### TASK REQUIREMENTS
Among the entries below, find the lines with the word "source" and copy them.

•••

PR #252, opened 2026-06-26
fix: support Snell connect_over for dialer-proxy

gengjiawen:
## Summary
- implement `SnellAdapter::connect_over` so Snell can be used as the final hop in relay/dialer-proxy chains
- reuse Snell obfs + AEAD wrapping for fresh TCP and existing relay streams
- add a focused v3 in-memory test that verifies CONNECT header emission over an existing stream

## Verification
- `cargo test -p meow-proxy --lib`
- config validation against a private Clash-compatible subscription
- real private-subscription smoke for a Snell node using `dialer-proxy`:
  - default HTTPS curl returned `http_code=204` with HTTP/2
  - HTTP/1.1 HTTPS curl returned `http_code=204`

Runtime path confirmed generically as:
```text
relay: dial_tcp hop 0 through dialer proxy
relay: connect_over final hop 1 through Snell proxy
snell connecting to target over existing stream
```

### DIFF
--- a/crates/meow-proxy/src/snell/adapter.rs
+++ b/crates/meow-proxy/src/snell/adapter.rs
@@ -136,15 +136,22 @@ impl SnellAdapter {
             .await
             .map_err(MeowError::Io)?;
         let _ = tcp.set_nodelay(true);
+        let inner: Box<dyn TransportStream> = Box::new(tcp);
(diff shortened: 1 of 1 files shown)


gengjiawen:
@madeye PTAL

•••

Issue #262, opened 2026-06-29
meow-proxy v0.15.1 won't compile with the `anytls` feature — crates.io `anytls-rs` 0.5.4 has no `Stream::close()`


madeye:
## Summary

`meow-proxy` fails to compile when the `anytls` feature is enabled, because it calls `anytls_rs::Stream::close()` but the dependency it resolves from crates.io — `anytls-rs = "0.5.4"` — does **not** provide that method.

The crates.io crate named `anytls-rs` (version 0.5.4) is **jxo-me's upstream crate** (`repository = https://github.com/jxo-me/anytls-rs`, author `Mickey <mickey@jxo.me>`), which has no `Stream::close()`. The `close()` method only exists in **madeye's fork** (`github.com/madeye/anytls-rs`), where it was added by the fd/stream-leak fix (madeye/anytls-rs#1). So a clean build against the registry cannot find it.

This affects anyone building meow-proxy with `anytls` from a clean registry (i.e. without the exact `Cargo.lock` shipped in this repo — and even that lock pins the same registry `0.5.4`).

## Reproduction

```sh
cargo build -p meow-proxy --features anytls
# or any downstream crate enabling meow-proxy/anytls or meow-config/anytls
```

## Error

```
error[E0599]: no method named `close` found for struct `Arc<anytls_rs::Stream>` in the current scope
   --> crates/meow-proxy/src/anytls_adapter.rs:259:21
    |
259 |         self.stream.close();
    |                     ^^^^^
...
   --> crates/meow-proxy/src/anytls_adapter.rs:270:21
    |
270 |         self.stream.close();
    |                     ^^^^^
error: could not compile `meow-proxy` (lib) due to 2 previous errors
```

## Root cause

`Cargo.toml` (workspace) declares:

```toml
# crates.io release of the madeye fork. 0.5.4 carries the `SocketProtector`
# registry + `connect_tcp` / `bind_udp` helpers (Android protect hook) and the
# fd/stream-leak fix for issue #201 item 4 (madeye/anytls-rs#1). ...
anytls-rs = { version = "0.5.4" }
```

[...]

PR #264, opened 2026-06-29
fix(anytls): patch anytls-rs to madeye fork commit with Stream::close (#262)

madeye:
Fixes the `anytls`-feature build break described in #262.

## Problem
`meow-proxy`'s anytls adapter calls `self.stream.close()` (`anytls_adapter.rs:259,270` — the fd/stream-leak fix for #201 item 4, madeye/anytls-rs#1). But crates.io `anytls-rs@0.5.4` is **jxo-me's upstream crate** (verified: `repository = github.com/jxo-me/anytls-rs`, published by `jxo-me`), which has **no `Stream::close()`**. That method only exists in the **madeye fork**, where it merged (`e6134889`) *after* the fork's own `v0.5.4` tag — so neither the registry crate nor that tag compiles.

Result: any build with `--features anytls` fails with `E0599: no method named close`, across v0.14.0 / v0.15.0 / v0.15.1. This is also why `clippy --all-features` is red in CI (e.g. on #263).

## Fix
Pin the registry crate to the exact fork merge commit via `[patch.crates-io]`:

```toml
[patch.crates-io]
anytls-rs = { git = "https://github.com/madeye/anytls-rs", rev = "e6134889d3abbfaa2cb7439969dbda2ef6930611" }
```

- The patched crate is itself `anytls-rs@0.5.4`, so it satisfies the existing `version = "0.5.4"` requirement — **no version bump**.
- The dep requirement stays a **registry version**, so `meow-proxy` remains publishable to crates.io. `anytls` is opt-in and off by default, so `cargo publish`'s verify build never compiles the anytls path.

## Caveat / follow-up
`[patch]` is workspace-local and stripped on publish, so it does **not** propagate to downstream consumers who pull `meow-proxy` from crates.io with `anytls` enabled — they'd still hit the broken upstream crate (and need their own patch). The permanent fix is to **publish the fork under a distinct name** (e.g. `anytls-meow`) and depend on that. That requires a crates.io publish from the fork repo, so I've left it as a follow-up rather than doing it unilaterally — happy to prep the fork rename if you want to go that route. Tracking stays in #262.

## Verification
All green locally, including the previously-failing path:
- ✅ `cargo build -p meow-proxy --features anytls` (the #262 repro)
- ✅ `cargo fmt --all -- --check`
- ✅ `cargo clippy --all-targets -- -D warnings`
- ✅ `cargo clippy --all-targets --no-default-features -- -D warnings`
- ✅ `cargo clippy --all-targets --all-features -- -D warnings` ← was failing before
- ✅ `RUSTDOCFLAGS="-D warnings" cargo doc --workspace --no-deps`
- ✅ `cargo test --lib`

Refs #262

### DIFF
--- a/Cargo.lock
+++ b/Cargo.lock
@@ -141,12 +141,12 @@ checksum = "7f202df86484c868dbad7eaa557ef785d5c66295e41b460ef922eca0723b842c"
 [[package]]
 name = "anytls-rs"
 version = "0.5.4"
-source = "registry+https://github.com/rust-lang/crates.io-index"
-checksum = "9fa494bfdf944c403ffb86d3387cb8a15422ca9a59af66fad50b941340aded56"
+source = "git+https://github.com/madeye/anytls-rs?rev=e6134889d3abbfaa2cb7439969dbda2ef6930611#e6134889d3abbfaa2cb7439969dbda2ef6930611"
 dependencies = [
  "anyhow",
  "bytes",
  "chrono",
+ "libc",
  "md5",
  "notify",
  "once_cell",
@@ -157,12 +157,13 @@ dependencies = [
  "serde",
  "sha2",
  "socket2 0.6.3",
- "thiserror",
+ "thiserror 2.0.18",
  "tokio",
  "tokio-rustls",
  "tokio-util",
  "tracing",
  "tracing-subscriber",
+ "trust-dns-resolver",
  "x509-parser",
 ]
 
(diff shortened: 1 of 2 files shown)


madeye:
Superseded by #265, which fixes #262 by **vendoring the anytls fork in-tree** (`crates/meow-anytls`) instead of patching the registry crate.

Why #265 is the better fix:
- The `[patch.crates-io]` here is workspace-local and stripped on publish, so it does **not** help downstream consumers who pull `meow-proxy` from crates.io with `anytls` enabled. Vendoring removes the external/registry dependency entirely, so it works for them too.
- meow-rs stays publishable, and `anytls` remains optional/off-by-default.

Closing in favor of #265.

•••

### WRITTEN SOLUTION
-source = "registry+https://github.com/rust-lang/crates.io-index"
+source = "git+https://github.com/madeye/anytls-rs?rev=e6134889d3abbfaa2cb7439969dbda2ef6930611#e6134889d3abbfaa2cb7439969dbda2ef6930611"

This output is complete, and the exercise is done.